Перед Гумилевым, смущенная и счастливая, сияла небесная Пери из "Тысяча и одной ночи" – темное облако волос, уложенных в высокую прическу, летящие стрелы жгучих ресниц, алая роза в матово-белой руке… Колокольчик трезвонил, призывая в зал. "Прогремел звонок, – вспоминал Всеволод Рождественский, – я, стиснутый забившей аудиторию толпой, увидел его уже рядом с председательским столом. Он стоял, выпрямившись во весь рост, совершенно неподвижно, и мерно, но очень отчетливо, читал, не повышая и не понижая голоса:
Словно молоты громовые,
Или воды гневных морей,
Золотое сердце России
Мерно бьется в груди моей…
Потом, после него, были еще стихи. Много стихов. Но все остальное проплыло для меня, как в тумане. И запомнилось из всего вечера только это "Золотое сердце России".
Окончательно воскресить "Цех поэтов" Гумилеву не удалось. Война, на несколько осенних недель как будто отступившая от него, напомнила о себе самым неожиданным и болезненным образом. В одном из свежих петроградских альманахов он с удивлением обнаружил неведомое ему стихотворение Ахматовой "Молитва":
Дай мне горькие годы недуга,
Задыханья, бессонницу, жар,
Отыми и ребенка, и друга,
И таинственный песенный дар -
Так молюсь за Твоей литургией
После стольких томительных дней,
Чтобы туча над темной Россией
Стала облаком в славе лучей.
"Молитва" была написана Ахматовой еще весной, под влиянием всеобщей панической истерии, охватившей столицы при известиях о Горлицком прорыве и отступлении из Галиции (в Москве тогда же начались позорные немецкие погромы, после которых Неглинная была завалена грудами художественных изданий Кнебеля, а Большая Спасская – нотными альбомами фабрики Гроссе). Гумилев в это время скандалил с врачами "Лазарета деятелей искусств", требуя направления на фронт, и за всеми заботами стихотворный плод патриотической экзальтации жены оказался вне круга его внимания. А Ахматова переслала эффектную новинку в альманах "Война в русской поэзии", и теперь Гумилев (также отсылавший с фронта стихи для этого издания) не верил своим глазам.
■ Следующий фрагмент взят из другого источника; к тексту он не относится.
PR #3719, opened 2024-07-29
fix silly bug when style is set directly to breakpoints

adhami3310:
```py
def index() -> rx.Component:
    return rx.text(
        "Hello, World!",
        style=rx.breakpoints(
            md={"color": "blue"},
            lg={"color": "green"},
        ),
        color="red",
        font_weight="bold",
    )
```

### DIFF
--- a/reflex/components/component.py
+++ b/reflex/components/component.py
@@ -469,6 +469,7 @@ class Component(BaseComponent, ABC):
 
         if isinstance(style, Breakpoints):
             style = {
+                # Assign the Breakpoints to the self-referential selector to avoid squashing down to a regular dict.
                 "&": style,
             }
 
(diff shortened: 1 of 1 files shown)


reflex/components/component.py
```diff
@@ -466,6 +467,11 @@ def __init__(self, *args, **kwargs):
             # Merge styles, the later ones overriding keys in the earlier ones.
             style = {k: v for style_dict in style for k, v in style_dict.items()}
 
+        if isinstance(style, Breakpoints):
+            style = {
+                "&": style,
```
masenf, line 472:
```suggestion
                # Assign the Breakpoints to the self-referential selector to avoid squashing down to a regular dict.
                "&": style,
```

A comment for the future might be nice

masenf (dismissed):

masenf (approved):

– Я не мог примириться, не мог простить ей чудовищной молитвы, – возмущался он. – "Отними и ребенка, и друга", то есть она просит Бога о смерти Левушки для того, "чтобы туча над темной Россией стала облаком в славе лучей…" Она просит Бога убить нас с Левушкой! Впрочем, меня она уже похоронила в стихах, как только я ушел на войну. Но просить о смерти сына, предлагать своего ребенка в кровавую жертву Богу-Молоху, – нет, этого никогда с сотворения мира не было!